==== SOURCE INFORMATION

PR #5777, opened 2026-08-31
feat(passcode): offer biometric unlock from the lock screen

### LINKED ISSUE #5762: [Update] App lock: add "Use biometrics" to the passcode lock screen, never auto-prompt [Passcode]
**Design:** https://www.figma.com/design/puB2fsVpPrBx3Sup7gaa3v/Vultisig-App?node-id=79835-127499

Lock screen = 6-dot passcode field, keypad, and a "Use biometrics" link that launches `BiometricPrompt`. No automatic prompt.

**Today:** `PasscodeGuard.kt:71` routes `Locked` to `PasscodeLockScreen`, which has no biometric affordance — a passcode user cannot use their fingerprint at all. `BiometryAuthScreen` (`BiometryAuthPrompt.kt:49-61`) auto-launches, but only on the passcode-disabled path.

**Change:** add the link to `PasscodeLockScreen` when the DEK has a biometric wrap (`PasscodeCipher.kt:22`); tapping it runs `launchBiometricPrompt` with `BIOMETRIC_STRONG` (#5755) and unlocks via the wrapped DEK. Never launch on composition.

**Why:** parity with vultisig/vultisig-ios#5291; passcode users currently lose biometrics entirely.

Screenshot of the design attached below.

aminsato:
Closes #5762

## Summary

A user who sets a passcode currently loses biometrics entirely. `PasscodeGuard.kt:71` routes `Locked` to `PasscodeLockScreen`, which has no biometric affordance, and `BiometryAuthScreen` only ever runs on the passcode-*disabled* path.

**The issue understates the work.** It points at `PasscodeCipher.kt:22` for the biometric wrap, but that line is a doc sentence saying the DEK *can* be wrapped that way — nothing implemented it. `PasscodeCredentials` holds only `salt` + `wrappedDataKey`. So this PR builds the path rather than adding a link to something that isn't there.

- **`BiometricUnlockStore`** (new, `:data`) — a second copy of the data key, encrypted under an AndroidKeyStore AES-GCM key the hardware releases only on a strong biometric match. `setInvalidatedByBiometricEnrollment(true)`, per-use auth (`setUserAuthenticationParameters(0, AUTH_BIOMETRIC_STRONG)` on R+, `validityDuration = -1` below). Everything fails closed to the passcode — no hardware, nothing enrolled, changed enrolment, lockout and a missing blob all resolve to null.
- **`PasscodeRepository`** — `isBiometricUnlockEnabled`, enable/disable, and `unlockWithBiometrics`. `disablePasscode` clears the copy *first*; `setPasscode` clears a stray copy before minting a new key.
- **Lock screen** — a "Use biometrics" link, shown only when a copy exists and the device can still use it.
- **Settings** — an "Unlock with biometrics" switch. Without one no wrap could ever exist and the link would have nothing to offer.
- 8 new strings across all 10 locales.

## Two deliberate divergences

**No binding blob.** iOS binds its copy to `SHA256(wrappedDataKey)` because Keychain items survive uninstall. Android is `allowBackup="false"` and both halves — the preference and the keystore key — go with the app, so no copy can outlive its data key. The invariant is enforced structurally instead: the copy is cleared wherever the key is retired. This is what lets `changePasscode` keep working with **no second prompt**, where iOS has to rebind.

**`BIOMETRIC_STRONG` only, no `DEVICE_CREDENTIAL`.** The existing `BiometryAuthPrompt` allows the device PIN. Accepting it here would hand back exactly what the app passcode exists to prevent, so the prompt and the keystore key both refuse it.

## Before / After

The link is gated on a stored copy, so the "before" render is the same composable with the shortcut off — i.e. what every user sees today, and what a user who leaves the switch off keeps seeing.

| Before — no biometric affordance | After — "Use biometrics" |
|--------|-------|
| before | after |

New settings row:

settings

Real Android renders from the emulator via `PreviewActivity`, not Figma exports. Matched against the Figma frame ([node 79835:127499](https://www.figma.com/design/puB2fsVpPrBx3Sup7gaa3v/Vultisig-App?node-id=79835-127499)): 20dp icon + label at 8dp gap, `#5CA7FF` (`Theme.v2.colors.alerts.info`), Brockmann Medium 14/18, 36dp under the card.

**The prompt itself is not pictured.** Pressing the link shows the system `BiometricPrompt` sheet, titled "Unlock Vultisig" with a "Use passcode" button — that window is `FLAG_SECURE`, so `adb screencap` renders it black. It is drawn by Android, not by us.

## What happens on each outcome

| Outcome | Behaviour |
|---|---|
| Match | The data key is recovered, the resume sweep runs, the gate comes down. A standing wrong-passcode penalty is cleared — a match is not a guess. |
| Cancel / dismiss / hardware lockout | Silent. The user caused it and the passcode field is already in front of them. |
| Copy gone (new finger enrolled) | The copy is dropped, the link disappears, and the screen says so rather than failing quietly. |

## Test plan

- `:data` 3327 tests, `:app` 2263 tests — 0 failures. 21 new tests; XML reports checked so JUnit 5 is not silently skipping any.
- Repository: enable/disable, unlock parity with the passcode path, lockout clearing, the interrupted-sweep resume, refusal while locked, a retired copy, and an enable the user abandons.
- View models: the link only appears with a copy, **biometrics never fire on their own**, the authorised cipher (not the offered one) is what unlocks, a cancel says nothing, a second tap starts nothing.
- `./gradlew :app:assembleDebug` and `:app:lintDebug` pass. ktfmt applied.

### Not covered by tests

The keystore path is exercised against a fake — a key only the hardware releases cannot exist in a JVM test. **Worth one manual pass on a physical device with a fingerprint enrolled** before merge: turn the switch on, lock, unlock with a match; then enrol a new finger and confirm the shortcut turns itself off and the passcode still works.

## Summary by CodeRabbit

* **New Features**
  * Added biometric unlock for passcode-protected wallets.
  * Added biometric enable/disable controls in passcode settings.
  * Added availability checks, cancellation handling, and passcode fallback messaging.
  * Preserved biometric access when changing the passcode and cleared it when appropriate.
  * Added localized biometric messaging across supported languages.

* **Bug Fixes**
  * Added safeguards for unavailable, unenrolled, changed, or invalid biometric credentials.

* **Tests**
  * Added coverage for biometric unlocking, configuration, failures, cancellation, and persistence scenarios.


app/src/main/java/com/vultisig/wallet/ui/screens/passcode/PasscodeSettingsScreen.kt
```diff
@@ -25,28 +30,36 @@ import com.vultisig.wallet.ui.models.settings.SettingsItemUiModel
...
 import com.vultisig.wallet.ui.utils.UiText
+import com.vultisig.wallet.ui.utils.asString
 
 @Composable
 internal fun PasscodeSettingsScreen(navController: NavHostController) {
     val viewModel = hiltViewModel<PasscodeSettingsViewModel>()
     val state by viewModel.state.collectAsStateWithLifecycle()
+    val context = LocalContext.current
+    val launcher = rememberBiometricUnlockLauncher()
+    val biometricAvailability = remember(context) { context.biometricUnlockAvailability() }
```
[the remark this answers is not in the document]
aminsato: Fixed in b47033a58. Real — the note tells the user to enrol in device settings, and `remember(context)` meant they came back to the same dead row.

Used `LifecycleEventEffect(Lifecycle.Event.ON_RESUME)` rather than collecting `eventFlow` by hand; it is the idiom already in `ThorchainDefiPositionsScreen` and `CosmosStakingPositionsScreen`, and it replays ON_RESUME on a lifecycle that is already resumed, so the initial `mutableStateOf` value only covers the first frame before the effect runs.

`PasscodeLockScreen` asked the same question the same way, so it got the same fix. The case that bites there is a sensor lockout expiring, or biometrics being switched back on, while the lock screen is still the one on top.

data/src/main/kotlin/com/vultisig/wallet/data/passcode/BiometricUnlockStore.kt
```diff
@@ -0,0 +1,257 @@
...
+            // leaves behind. Clearing keeps the shortcut from advertising itself as available.
+            Timber.w(e, "The biometric unlock key is unusable; removing it")
+            clear()
+            null
+        } catch (e: GeneralSecurityException) {
+            Timber.w(e, "Could not read the biometric unlock key")
+            null
+        }
+
+    private fun keyStore(): KeyStore = KeyStore.getInstance(ANDROID_KEY_STORE).apply { load(null) }
```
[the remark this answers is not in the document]
aminsato: Fixed in b47033a58. Real, and the consequence is the bad part: `IOException` is not a `GeneralSecurityException` and Kotlin does not check it, so it escaped `clear()` and `isEnabled()` into `setPasscode` and `disablePasscode`, where `withContext(dispatcher) { biometrics.clear() }` catches nothing. Setting a passcode at all could fail over a shortcut that is optional — the opposite of the fail-closed contract at the top of the file.

Handled it in a single `keyStoreOrNull()` instead of adding a catch at each call site. Both callers already deal in absence (`?.deleteEntry`, `?.getKey`), and opening the keystore fails for reasons neither of them can tell apart, so one place to refuse reads better than two. `KeyStoreException` from `getInstance` moves in there too, which changes only the log line.

app/src/main/java/com/vultisig/wallet/ui/components/BiometricUnlockPrompt.kt
```diff
@@ -0,0 +1,143 @@
...
+                        }
+
+                        // onAuthenticationFailed is a finger that did not match. The prompt stays
+                        // up for another try, so there is nothing to resume with yet.
+                    },
+                )
+
+            continuation.invokeOnCancellation { prompt.cancelAuthentication() }
+
+            prompt.authenticate(
```
rkokhatskyi, line 145: `prompt.authenticate` runs only after a keystore round trip, so an onStop in that window makes `isStateSaved()` true and androidx biometric 1.1.0 returns with no callback, latching the `isVerifying` set at `PasscodeLockViewModel.kt:150` and leaving the passcode field dead until the process is killed

app/src/main/java/com/vultisig/wallet/ui/screens/passcode/PasscodeSettingsScreen.kt
```diff
@@ -100,12 +125,44 @@ internal fun PasscodeSettingsScreen(
...
+                                        ),
+                                    leadingIcon = R.drawable.ic_biometrics,
+                                    trailingSwitch = state.isBiometricUnlockEnabled,
+                                ),
+                            // The row stays visible on a device that cannot do this, with the note
+                            // below saying why — a capability that silently is not there reads as
+                            // one the app forgot to build.
+                            onClick = {
+                                if (
+                                    biometricAvailability == BiometricUnlockAvailability.Available
```
rkokhatskyi: The availability gate wraps both directions, yet turning the shortcut off needs no hardware at `PasscodeSettingsViewModel.kt:93`, so once every enrolled biometric is deleted the row keeps reading ON and every tap is swallowed, leaving the stored data key copy unremovable

data/src/main/kotlin/com/vultisig/wallet/data/passcode/BiometricUnlockStore.kt
```diff
@@ -0,0 +1,276 @@
...
+            null
+        }
+    }
+
+    override fun store(dataKey: ByteArray, cipher: Cipher): Boolean =
+        try {
+            // The IV is the cipher's own, generated when it was initialised for encryption, and it
+            // is not secret — it is stored beside the ciphertext exactly as PasscodeCipher does.
+            val blob = cipher.iv + cipher.doFinal(dataKey)
+            prefs.edit(commit = true) { putString(KEY_WRAPPED_KEY, encode(blob)) }
```
rkokhatskyi: `store` returns true unconditionally because androidx core `edit(commit = true)` discards the Boolean `commit()` returns, so a refused write reports success and the switch shows ON with nothing persisted, while `PasscodeStore.kt:102` checks that result for keys in the same file

data/src/main/kotlin/com/vultisig/wallet/data/passcode/BiometricUnlockStore.kt
```diff
@@ -0,0 +1,276 @@
...
+                    KEY_ALIAS,
+                    KeyProperties.PURPOSE_ENCRYPT or KeyProperties.PURPOSE_DECRYPT,
+                )
+                .setBlockModes(KeyProperties.BLOCK_MODE_GCM)
+                .setEncryptionPaddings(KeyProperties.ENCRYPTION_PADDING_NONE)
+                .setKeySize(PasscodeCipher.DATA_KEY_LENGTH * Byte.SIZE_BITS)
+                // Refuses a caller-supplied IV, so the same key can never encrypt twice under one.
+                .setRandomizedEncryptionRequired(true)
+                .setUserAuthenticationRequired(true)
+                // Destroys the key when a biometric is added or removed, so a newly enrolled
```
rkokhatskyi: This comment should say what the platform contract says, because `setInvalidatedByBiometricEnrollment` invalidates only on a new enrolment or once all biometrics are deleted, so added or removed promises a revocation Android never performs when one of two enrolled fingers is deleted

data/src/main/kotlin/com/vultisig/wallet/data/passcode/BiometricUnlockStore.kt
```diff
@@ -0,0 +1,276 @@
...
+                // fingerprint cannot open a wallet it was never shown to.
+                .setInvalidatedByBiometricEnrollment(true)
+                .apply {
+                    if (Build.VERSION.SDK_INT >= Build.VERSION_CODES.R) {
+                        // Per use, and only a strong biometric: a timeout of zero means every
+                        // operation carries its own authentication, and the device credential is
+                        // deliberately not accepted — someone who knows the device PIN must not
+                        // reach a wallet the app passcode exists to protect.
+                        setUserAuthenticationParameters(0, KeyProperties.AUTH_BIOMETRIC_STRONG)
```
rkokhatskyi: The below R branch is unreachable because `gradle/libs.versions.toml:6` sets `minSdk = 30`, so `setUserAuthenticationParameters` always runs and the deprecated arm plus its comment describe an authentication policy no installable device can build

rkokhatskyi (changes requested):

app/src/main/java/com/vultisig/wallet/ui/components/BiometricUnlockPrompt.kt
aminsato: Fixed in cf9eb058b. Real, and confirmed against the 1.1.0 source: `authenticateInternal` logs `Unable to start authentication. Called after onSaveInstanceState().` and returns at `BiometricPrompt.java:986` without touching the callback. Nothing cancels the coroutine either — `reset()` only fires on a transition *to* `Locked`, and the state is already `Locked` — so `isVerifying` stays set and `isInputEnabled` stays false until the process dies.

Guarded on `supportFragmentManager.isStateSaved` immediately before `authenticate` rather than reaching for a timeout: the check and the call both run on the main thread, which is also the thread that saves the state, so nothing can slip between them. A refusal now returns null, which the view model already treats as a dismissal, and the `finally` clears the flag.

app/src/main/java/com/vultisig/wallet/ui/screens/passcode/PasscodeSettingsScreen.kt
aminsato: Fixed in cf9eb058b. Real. Deleting the last enrolled biometric invalidates the keystore key rather than removing it — `getKey` still hands it back, invalidation only surfaces at `Cipher.init` — so `isEnabled()` reads true while availability reads `NotEnrolled`.

The part that makes it unrecoverable rather than merely stuck: the lock screen's self-heal path (`decryptCipherOrNull` → `KeyPermanentlyInvalidatedException` → `clear()`) is gated on the same availability at `PasscodeLockScreen.kt:158`, so the link is not offered either and nothing anywhere could drop the copy.

The gate now covers only the enable direction. Four instrumented cases in `PasscodeSettingsBiometricRowTest` pin both directions across all three availabilities.

data/src/main/kotlin/com/vultisig/wallet/data/passcode/BiometricUnlockStore.kt
aminsato: Fixed in cf9eb058b. Real — androidx's `edit` calls `editor.commit()` and returns `Unit`, so the answer went on the floor.

The consequence is the bad half: `commit()` updates the in-memory map before it writes the file and leaves it updated when that write fails, so `isEnabled()` kept agreeing and the switch showed ON until the process restarted and the shortcut turned out never to have existed.

Now `prefs.edit().putString(…).commit()` with the result returned, and a refusal calls `clear()` so the map goes back as well — without that, `refreshBiometricUnlockEnabled()` would immediately publish the stale true it had just written. Covered by a `RefusingPreferences` test in the same shape as the ones `SharedPreferencesPasscodeStore` already had.

data/src/main/kotlin/com/vultisig/wallet/data/passcode/BiometricUnlockStore.kt
aminsato: Fixed in cf9eb058b. Correct — the platform revokes on a new enrolment or once all biometrics are deleted, so "added or removed" promised a revocation that never happens when one of two enrolled fingers goes.

The class KDoc had the same gap one paragraph up: it called this the Android counterpart of iOS's `.biometryCurrentSet`, which does invalidate on any change to the set. Both now say what Android actually guarantees, and that the set which turned the shortcut on is not necessarily the set that can still use it.

data/src/main/kotlin/com/vultisig/wallet/data/passcode/BiometricUnlockStore.kt
aminsato: Fixed in cf9eb058b. `gradle/libs.versions.toml:6` sets `minSdk = "30"`, consumed by both `app/` and `data/build.gradle.kts:21`, and `VERSION_CODES.R` is 30 — so `SDK_INT >= R` was always true and the branch was unreachable.

Removed it along with the `android.os.Build` import it was the only reader of, and `setUserAuthenticationParameters` now sits directly in the builder chain rather than behind an `apply`. `:app:lintDebug` and `:data:lintDebug` both still pass.

data/src/main/kotlin/com/vultisig/wallet/data/passcode/BiometricUnlockStore.kt
```diff
@@ -0,0 +1,282 @@
...
+@Inject
+constructor(private val prefs: SharedPreferences) : BiometricUnlockStore {
+
+    override fun isEnabled(): Boolean = readBlob() != null && loadKeyOrNull() != null
+
+    override fun encryptCipherOrNull(): Cipher? =
+        try {
+            // Replaces whatever is there: generating over an existing alias overwrites it, so a
+            // second enable cannot leave the first copy readable.
+            val key = generateKey()
```
rkokhatskyi: `generateKey` throws `java.security.ProviderException` for any keystore failure other than a missing enrolment, and that is a RuntimeException neither catch covers, so it escapes the plain launch at `PasscodeSettingsViewModel.kt:91` and crashes the app instead of failing closed as this file's header promises

data/src/main/kotlin/com/vultisig/wallet/data/passcode/BiometricUnlockStore.kt
```diff
@@ -0,0 +1,282 @@
...
+            // And drops the copy that key used to open, in the same breath. The blob is already
+            // unreadable at this point, and a prompt the user then cancels would otherwise leave
+            // an unreadable copy behind that isEnabled() — which asks whether the alias exists —
+            // would go on reporting as a working shortcut.
+            prefs.edit(commit = true) { remove(KEY_WRAPPED_KEY) }
```
rkokhatskyi: `prefs.edit(commit = true)` here discards the Boolean that `store` now acts on at `BiometricUnlockStore.kt:144`, so a refused removal strands the old blob under the fresh alias, and the decrypt arm at :178 returns null without the clear its sibling performs, so it never heals

data/src/main/kotlin/com/vultisig/wallet/data/passcode/PasscodeRepository.kt
```diff
@@ -401,6 +478,13 @@ internal class PasscodeRepositoryImpl(
     override suspend fun disablePasscode(passcode: String): PasscodeUnlockResult =
         mutex.withLock {
             verifyLocked(passcode) { key ->
+                // The biometric copy goes first, before anything else moves. It holds this data
+                // key, and the moment the credentials are gone it is the only thing that does — so
+                // a crash anywhere after this point leaves no copy of a retired key behind, which
+                // is the invariant BiometricUnlockStore relies on instead of iOS's binding blob.
+                withContext(dispatcher) { biometrics.clear() }
```
rkokhatskyi: This clears the biometric copy and deletes its keystore key before `unprotectAll` can fail, so the Failed returns at :499 and :523 leave the shortcut off while the KDoc at `PasscodeRepository.kt:81` still promises nothing was changed

rkokhatskyi (dismissed):

data/src/main/kotlin/com/vultisig/wallet/data/passcode/BiometricUnlockStore.kt
aminsato: Fixed in e0a2c933d. Real. The enrolment case is the one that was already covered — `KeyGenerator.init(spec)` raises `InvalidAlgorithmParameterException` for it, a `GeneralSecurityException` — and every other keystore failure comes back as `ProviderException`, which Kotlin does not check and neither arm caught. From the bare `viewModelScope.launch` at `PasscodeSettingsViewModel.kt:91` that is the process, over a shortcut that is optional.

Refused it at every keystore call in the file rather than only at generation: `Cipher.init` and `doFinal` on a keystore key raise the same thing, and `loadKeyOrNull` and `clear` run inside `setPasscode` and `disablePasscode`, which catch nothing — the same path `keyStoreOrNull` was added for last round.

No test for this one, and I would rather say so than pretend: `generateKey` cannot run on the JVM at all (the provider is not there, so the call fails with the checked exception first), and a device cannot be made to produce a `ProviderException` on demand either — an emulator with nothing enrolled gives the checked one that was already handled.

data/src/main/kotlin/com/vultisig/wallet/data/passcode/BiometricUnlockStore.kt
aminsato: Fixed in e0a2c933d. Both halves real.

Fixed the first by ordering rather than by adding a second repair path: the copy is dropped *before* the alias is replaced, and the removal's own `commit()` decides whether the key is minted at all. A refused removal now touches nothing — the old copy and the key it was made under both still stand — so a shortcut that works goes on working and only this enable refuses. Nothing can be stranded under a fresh alias, so there is no recovery to get right.

The heal is worth having regardless of how a mismatch arose, so `AEADBadTagException` now clears the copy. Narrow on purpose: an authentication that has expired arrives as `IllegalBlockSizeException`, and the copy behind that one is still good, so clearing on `GeneralSecurityException` wholesale would delete working shortcuts over a timeout.

`clear()` still ignores its own answer, and that one is deliberate: the alias goes immediately after and `isEnabled()` wants both, so a removal the disk refuses still leaves the shortcut reading off. There is a comment there now saying why it differs from the two writes that do act on it.

Covered by two tests in `KeyStoreBiometricUnlockStoreTest` — the mismatched copy being dropped, and a round trip pinning that an ordinary read does not drop it.

data/src/main/kotlin/com/vultisig/wallet/data/passcode/PasscodeRepository.kt
aminsato: Fixed in e0a2c933d. Real — `Failed` promised nothing was changed, and a user who hit one unreadable keyshare lost the shortcut with it and had to set it up again behind a fresh prompt.

Moved the clear to immediately before `store.clearCredentials()` inside the `NonCancellable` block rather than to after `unprotectAll` returns. That keeps what the original ordering was for: the copy holds this data key, and the moment the credentials are gone it is the only thing that does, so it must not outlive them. :499 now leaves the shortcut exactly as it found it.

:523 cannot be given the same treatment — remaking the copy needs another biometric prompt, so a `clearCredentials` that throws does leave the shortcut off. Rather than quietly diverge from the doc you quoted, `Failed` now promises what it can keep: the passcode is unchanged, still in force if it was set. The arm says why the shortcut is not.

`a disable that fails leaves the biometric shortcut where it found it` pins :499, and fails on the old ordering.

johnnyluo (approved):
LGTM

========

TRY IT: What you return must match, line for line, the data from the line containing "aminsato: Fixed in e0a2c933d. Real —" to its end, both ends included.

EXPECTED ANSWER:
aminsato: Fixed in e0a2c933d. Real — `Failed` promised nothing was changed, and a user who hit one unreadable keyshare lost the shortcut with it and had to set it up again behind a fresh prompt.

Moved the clear to immediately before `store.clearCredentials()` inside the `NonCancellable` block rather than to after `unprotectAll` returns. That keeps what the original ordering was for: the copy holds this data key, and the moment the credentials are gone it is the only thing that does, so it must not outlive them. :499 now leaves the shortcut exactly as it found it.

:523 cannot be given the same treatment — remaking the copy needs another biometric prompt, so a `clearCredentials` that throws does leave the shortcut off. Rather than quietly diverge from the doc you quoted, `Failed` now promises what it can keep: the passcode is unchanged, still in force if it was set. The arm says why the shortcut is not.

`a disable that fails leaves the biometric shortcut where it found it` pins :499, and fails on the old ordering.

johnnyluo (approved):
LGTM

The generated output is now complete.